Global Health Minor
The Global Health minor will allow you to develop an interdisciplinary understanding of health issues and health care in a global context. Through the bundling of a broad range of courses, this minor will provide a solid foundation in social, cultural, epidemiological, environmental and nutritional determinants of health, and will explore the challenges facing global health solutions. You will investigate the health implications of globalization, as well as have the option for an engagement experience, both of which contribute to better understanding the determinants of health issues around the world.
Required Foundational Courses
Global Health
We propose a minor in Global Health that will allow students to develop an interdisciplinary understanding of health issues in a global context with focus on the biological or the social environmental. Through a broad range of courses, the minor in Global Health will provide a solid foundation in social epidemiological, environmental, and nutritional determinants of health.

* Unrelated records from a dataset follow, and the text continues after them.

PR #4555, opened 2017-02-13
New provisionner: posix-restart

marema31:
Introducing a new provisionner to ease the handling of restart in Unix/Linux world. Heavily inspired by windows-restart and the comments in #4137

I was only able to test it with kvm, vmware-iso on vsphere and virtualbox builders.

This is my first try in golang world, enhancement are surely possible.


thomasbiddle:
This would be great to addition to have; I've noticed that when I spin up an AMI I created with Packer - immediately when I SSH in it will say "Restart required"

This could actually be a security issue since normally when that is stated, there are kernel updates that need to be put into effect.

wayneworkman:
I was asked to leave a comment here about my use case. So I use packer to build AMIs in AWS as many do, and I include a reboot in my build process. Right now, I've just got a reboot command at the end of one of my shell provisioning scripts - and the next shell provisioner script I have put a 30 second pause on - so packer waits 30 seconds before trying the next script.

What I would like to see:
A native packer reboot provisioner that works for all platforms. I think it is probably a bad idea to issue the reboot command directly to the OS, but what I'd rather see is using the platform's API for reboots. Virsh, Qemu, VMware, AWS, and Hyper-V all have an API of sorts for rebooting that doesn't require issuing the command directly to the OS. Second, I want packer to automatically wait for the OS to come back on-line before proceeding with the next provisioner.

I should be able to use the reboot provisioner as many times as I need, and be able to put it in whatever order I want.

Just my 2 cents on the topic.

marema31:
This provisionner was made as a Linux correspondance to the already existing windows-restart.

From my point of view, your idea is better and will be OS-independent but need that the corresponding guest tools (such as Vmware tools) has been installed and started on the guest. 

For example, the use case that make me write this PR was to restart the kernel after the installation of these tools.

A such provisionner is desirable but will need to know the APIs of all possible builders and may not addresses the issue I had with Windows and Linux that the network and communication protocol must be stopped in right order or Packer was not able to detect the effect of it and was hanging (it seems this problem was resolved afterwards in Packer, but I haven't tested that since I'm not working anymore in the environment where I was experimenting with this)

To conclude my 2cts, In 99% of use case an API based provisionner will be the best way. And the two *-restart provisionner could address the 1% left.

SwampDragons:
@marema31  

This isn't working for me with my crude AWS test: 

https://gist.github.com/SwampDragons/8f705f6d53567c6f1cb81bdd4fc70937

Is this how you envisioned the config looking?

marema31:
@SwampDragons 

Yes the config could be like this, I've tested it on vmware and virtualbox like this. This provisionner craft a shell script, scp it to the VM and try to run it. It seems that you have trouble at the scp phase. For this phase, I've taken the code from the shell provisionnner.

Can you check your logs for "Preparing restart shell script:  xxxx" line that normally occur just before the send of the shell script to the VM because I'm not sure the "/var/folder..." is the correct filepath in use

SwampDragons:
Yeah, the shell provisioner normally sends things to /tmp/ iirc.  Does this send things to /var/folders for the vmware and virtualbox builds too?

SwampDragons:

Students adding a Global Health Minor to their major will explore the scientific, social, environmental and cultural challenges facing global health solutions. They will investigate the health implications of globalization, as well as have an engagement experience which is crucial to understanding the determinants of health issues around the world.
Faculty associated with the Global Health Minor come from across MSU from such areas as the Colleges of Letters and Science, Education, Agriculture, Nursing and Engineering. With courses from diverse departments such as Modern Languages and Literatures, Cell Biology and Neuroscience, Microbiology and Immunology, for example, the minor spans the breadth of the global health field.
Why does this minor matter? Our minor focuses on problems in global health from the standpoint of both clinical disease as well as from a cultural understanding of the associated cultural, socio-economic, and environmental factors. Global health is a shared responsibility and requires an equitable, interdisciplinary, and systematic approach including transnational cooperation and collaboration between health care providers, veterinarians, scientists, and local communities.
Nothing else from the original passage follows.